Start-Date: 2018-07-01  22:20:03
Commandline: apt-get install -t xenial-backports lxd lxd-client python-pylxd
Install: xdelta3:amd64 (3.0.8-dfsg-1ubuntu2, automatic), liblxc-common:amd64 (3.0.1-0ubuntu1~16.04.1, automatic)
Upgrade: lxd:amd64 (2.0.11-0ubuntu1~16.04.4, 3.0.1-0ubuntu1~16.04.1), liblxc1:amd64 (2.0.8-0ubuntu1~16.04.2, 3.0.1-0ubuntu1~16.04.1), lxd-client:amd64 (2.0.11-0ubuntu1~16.04.4, 3.0.1-0ubuntu1~16.04.1), lxcfs:amd64 (2.0.8-0ubuntu1~16.04.2, 3.0.1-0ubuntu2~16.04.1)
Remove: lxc-common:amd64 (2.0.8-0ubuntu1~16.04.2)
End-Date: 2018-07-01  22:21:50

And subsequent upgrade:

Start-Date: 2018-07-06  14:15:36
Commandline: apt-get dist-upgrade
Upgrade: ... lxd:amd64 (3.0.1-0ubuntu1~16.04.1, 3.0.1-0ubuntu1~16.04.2), ... lxd-client:amd64 (3.0.1-0ubuntu1~16.04.1, 3.0.1-0ubuntu1~16.04.2), ...
End-Date: 2018-07-06  14:15:54

candlerb · July 6, 2018, 1:46pm

Sorry for quick follow-up, but I think I’ve fixed it.

After finding and reading this post about changes to storage in lxd 2.15, I found that none of my profiles had a ‘root’ section: e.g.

root@nuc1:~# lxc profile show default
config:
  environment.http_proxy: ""
  user.network_mode: ""
description: Default LXD profile
devices:
  eth0:
    name: eth0
    nictype: bridged
    parent: lxdbr0
    type: nic
name: default
used_by:
- <list of containers>

I edited it to add

devices:
  ...
  root:
    path: /
    pool: default
    type: disk

and now it appears to be happy. If I was supposed to read somewhere that I had to do that, unfortunately I missed it.

candlerb · July 6, 2018, 2:39pm

Update: the other problem, of resolving images.linuxcontainers.org, is reproducible:

root@nuc1:~# lxc launch images:debian/jessie/amd64 snf-image-jessie
Creating snf-image-jessie
Error: Failed container creation: Get https://images.linuxcontainers.org/streams/v1/index.json: lookup images.linuxcontainers.org on 10.12.255.1:53: read udp 10.12.255.11:46962->10.12.255.1:53: i/o timeout

However I believe it’s something to do with DNSSEC, because if I change my resolver to 8.8.8.8 instead of the Mikrotik router, it works.

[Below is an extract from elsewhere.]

PR #9549, opened 2017-10-24
[6_3_X][TIMOB-25437] Remove const/let usage and use strict

ewanharris:
**JIRA:** https://jira.appcelerator.org/browse/TIMOB-25437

If so, I don’t know where in the stack this validation is being done. The linux built-in resolver library doesn’t care, since it works when I’m using 10.12.255.1 as my cache:

root@nuc1:~# ping images.linuxcontainers.org
PING canonical.images.linuxcontainers.org (91.189.88.37) 56(84) bytes of data.
64 bytes from naiad.canonical.com (91.189.88.37): icmp_seq=1 ttl=54 time=10.3 ms
64 bytes from naiad.canonical.com (91.189.88.37): icmp_seq=2 ttl=54 time=10.3 ms
^C
--- canonical.images.linuxcontainers.org ping statistics ---
2 packets transmitted, 2 received, 0% packet loss, time 1000ms
rtt min/avg/max/mdev = 10.353/10.357/10.361/0.004 ms

So I wonder if lxd itself is doing extra validation, or using a different resolver library (thinks: golang DNS resolver library, bypassing the system one?)